The mathematical solving of this problem could be quite sophisticated, with as many degrees of freedom as all the $( \theta , \phi )$ orientations of magnetic moments in spherical coordinates. Rather, let us take the assumption that each atom can only be in two states, with their magnetic moment either "up" or "down" relative to the magnetic field.

A macro-state, which groups several micro-states for which the thermodynamic functions (energy, magnetic moment...) have the same value, is given by the number $p$ of atoms in the "up" state (and thus $N - p$ is the number of atoms in the "down" state). For such state, the energy is:

$U = (N-2p) \times \mu_{atom} \times B$

and entropy:

$S = k_{B} \times ln(W) = k_{B} \times ln\binom {N} {p}$

since for such marco-state, their are $\binom {N}{p}$ micro-states, corresponding to the choice of the $p$ atoms "up".

Hence:

$F = U - T.S = (N-2p) \mu_{atom} B - k_{B} T ln\binom {N} {p}$

To find the value of $p$ that minimises $F$ , we could use Sterling approximation (as there are many atoms...) and derive the result.

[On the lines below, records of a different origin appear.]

PR #514, opened 2019-02-02
Generate notifications during Repository changes

chrisvire:


source/OptimaJet.DWKit.StarterApplication/Repositories/Background/JobRepository.cs
```diff
@@ -27,17 +29,24 @@ public class JobRepository<TEntity, TId>
...
             this.dbSet = contextResolver.GetDbSet<TEntity>();
+            StatusUpdateService = statusUpdateService;
         }
 
         public virtual async Task<TEntity> CreateAsync(TEntity entity)
         {
             dbSet.Add(entity);
 
             var retval = await dbContext.SaveChangesAsync();
+            StatusUpdateService.OnInsert(entity as IStatusUpdate);
```
NullVoxPopuli: I think status update service may be too specific of a name.

generally, what we want to capture any crud operation.
So, maybe I'd have something named: `EntityHooksService` with methods, like, `didCreate`, `didUpdate`, `didDestroy` -- past tense-ily named methods because the action already happened. 

Also, if we generally take any entity, instead of an `IStatusUpdate` and just define an entity as always defining a method that does Id.ToString(), then we can use this more a lot more than the current implementation.

But, for each of the hook methods, we'll probably want to pass a generic type as well, so if needed, we can have the EntityHooksService spin off background jobs based off the type of record (which would be beneficial of something is updating often, and would allow us to do things like keep the latest update, and drop all the yet-to-be-run notifications)

source/OptimaJet.DWKit.StarterApplication/Repositories/BaseRepository.cs
```diff
@@ -40,24 +28,52 @@ public class BaseRepository<TEntity, TId> : DefaultEntityRepository<TEntity, TId
...
+            var retval = await base.CreateAsync(entity);
+            statusUpdateService.OnInsert(retval as IStatusUpdate);
+            return retval;
+        }
+
+        public override async Task<bool> DeleteAsync(TId id)
+        {
+            var entity = await GetAsync(id);
+            var retval = await base.DeleteAsync(id);
+            if (retval)
```
NullVoxPopuli: this event could still be published without a `retval`, we have the id and we should have a T, where T is some Entity type.

what situations does deleteAsync not return something? if it doesn't we also have the original entity from getasync.

I just think it's weird to optionally use the delete hook

source/OptimaJet.DWKit.StarterApplication/Repositories/OrganizationRepository.cs
```diff
@@ -18,11 +18,12 @@ public class OrganizationRepository : BaseRepository<Organization>
...
             IJsonApiContext jsonApiContext,
             CurrentUserRepository currentUserRepository,
+            StatusUpdateService statusUpdateService,
             IDbContextResolver contextResolver
-            ) : base(loggerFactory, jsonApiContext, currentUserRepository, contextResolver)
+            ) : base(loggerFactory, jsonApiContext, currentUserRepository, statusUpdateService, contextResolver)
         {
         }
-        public override IQueryable<Organization> Filter(IQueryable<Organization> query, FilterQuery filterQuery)
+        public override IQueryable<Organization> Filter(IQueryable<Organization> entities, FilterQuery filterQuery)
```
NullVoxPopuli: why all these types of changes?

source/OptimaJet.DWKit.StarterApplication/Repositories/BaseRepository.cs
chrisvire: Yeah, I wasn't sure what to do in this case where DeleteAsync returned false.  Did it really not get deleted?

source/OptimaJet.DWKit.StarterApplication/Repositories/OrganizationRepository.cs
chrisvire: There were warnings in visual studio that the name didn't match the original.

source/OptimaJet.DWKit.StarterApplication/Repositories/BaseRepository.cs
NullVoxPopuli: I feel like there should be an exception or something if something goes wrong?
would probably need to comb through the source to see what's possible

source/OptimaJet.DWKit.StarterApplication/Models/IStatusUpdate.cs
```diff
@@ -0,0 +1,9 @@
+﻿using System.Collections.Generic;
+
+namespace OptimaJet.DWKit.StarterApplication.Models
+{
+    public interface IStatusUpdate
```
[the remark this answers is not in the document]
chrisvire: Originally, `IStatusUpdate` just had `UpdateGroups` to know which groups should be notified.  Then I had to add StringId since some Model objects might inherit from either `Identifiable` or `Identifiable<Guid>` and `StringId` was common to both interfaces.  So I added it to `IStatusUpdate`.  At another time, it had `EntryEntity` so that we could get the `TableName` when the implementation was in `AppDbContext`.  Since we moved it to the Repository implementation, we hav to lookup the TableName from the contained `DbContext`.

So IStatusUpdate is not a create name.  We need some way to mark a model object so that we know that we want to send out notifications (because it isn't free).

source/OptimaJet.DWKit.StarterApplication/Repositories/Background/JobRepository.cs
chrisvire: @NullVoxPopuli: So if I change it to `EntityHookService` and `IHookEntity`?

source/OptimaJet.DWKit.StarterApplication/Repositories/BaseRepository.cs
chrisvire: I looked through the source and slacked you why it was like that (at least in JsonApiDotNetCore).  bool is just whether the entity id was found.  The Controller returns NotFound if false and NoContent if true.

source/OptimaJet.DWKit.StarterApplication/Models/IStatusUpdate.cs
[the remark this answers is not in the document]
chrisvire: I found I could use `IIdentifiable` so I don't need `IStatusUpdate` or `IEntityHook` (or any additional interface to mark which to check).  Now everything is done through DI.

We find that $p$ that minimises $F$ is such that: $\boxed { \frac{p}{N} \approx 0.61 }$

Here is, for example, the behaviour of the free energy, for $N = 1000$ , as a function of $p$ . The free energy is minimum for $p \approx 610$ :

We can now conclude: under the magnetic field $B$ , $61 \%$ of atoms are aligned with this field (and $39 \%$ are in anti-aligned ). The resulting magnetic moment is:

$\mu = 0,61 N \mu_{atom} + 0,39 N ( - \mu_{atom} ) = 0,22 \times N \times \mu_{atom}$

With:

$N = \frac{\rho}{m_{Fe}} = 8,4895 \times 10^{28}$ iron atoms in a unit volume, we find:

$\boxed { \mu = 8,48 \times 10^{5} J.T^{-1} }$

There is a slight difference with the answer given by the author, possibly due to the simple two-state model.